PR #2939, opened 2026-05-13
NO-ISSUE: Fix console flakiness

eldar101:
Make StartFlightCtlAgent restart the agent so test config changes are picked up even when the service is already running.

The console E2E setup now resets enrollment config before enrolling, preventing stale agent configuration from making the test fail before it reaches the console assertion.


Samudelacruz77 (approved):
lgtm

hferber1 (approved):
lgtm

PR #2940, opened 2026-05-13
EDM-3480: dnf retry/timeout/skip parameters

asafbennatan:
adds retry/timeout/skip defaults so air-gaped env works (otherwise dnf waits for too long trying to connect to CentOS public repo which is not available) the defaults are suitable for non air-gaped as well and can be controlled if necessary


internal/imagebuilder_worker/tasks/templates/Containerfile.tmpl
```diff
@@ -14,10 +14,18 @@ ARG AGENT_CONFIG_DEST_PATH=/etc/flightctl/config.yaml
...
 RUN if [ "${RPM_REPO_ADD}" = "true" ]; then \
         dnf -y config-manager --add-repo ${RPM_REPO_ADD_URL}; \
     fi && \
-    dnf install -y ${RPM_REPO_ENABLE:+--enablerepo=${RPM_REPO_ENABLE}} flightctl-agent && \
+    dnf install -y \
+        --setopt=timeout=${DNF_TIMEOUT} \
+        --setopt=retries=${DNF_RETRIES} \
+        --setopt=skip_if_unavailable=${DNF_SKIP_UNAVAILABLE} \
+        ${RPM_REPO_ENABLE:+--enablerepo=${RPM_REPO_ENABLE}} \
+        flightctl-agent && \
```
itzikb-redhat, line 28: The dnf settings are needed for open-vm-tools (below) as well.

deploy/podman/flightctl-imagebuilder-worker/flightctl-imagebuilder-worker-config/config.yaml.template
```diff
@@ -39,6 +39,15 @@ imageBuilderWorker:
   {{- if .imagebuilderWorker.rpmRepoEnable}}
   rpmRepoEnable: {{.imagebuilderWorker.rpmRepoEnable}}
   {{- end}}
+  {{- if .imagebuilderWorker.dnfTimeout}}
```
galel12: 0 is falsy, so this conditional drops `dnfTimeout: 0` (which means "no timeout" in dnf). The dnfRetries conditional below correctly handles zero with the `or (eq (printf "%v" ...) "0")` pattern. This should match:

```bash
{{- if or (eq (printf "%v" .imagebuilderWorker.dnfTimeout) "0") .imagebuilderWorker.dnfTimeout}}
```

asafbennatan: fixed

galel12 (approved):
LGTM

-----

## [Task brief]
Only the lines that hold the word "setopt" are wanted; each should be pulled from the records.

## [Result]
+        --setopt=timeout=${DNF_TIMEOUT} \
+        --setopt=retries=${DNF_RETRIES} \
+        --setopt=skip_if_unavailable=${DNF_SKIP_UNAVAILABLE} \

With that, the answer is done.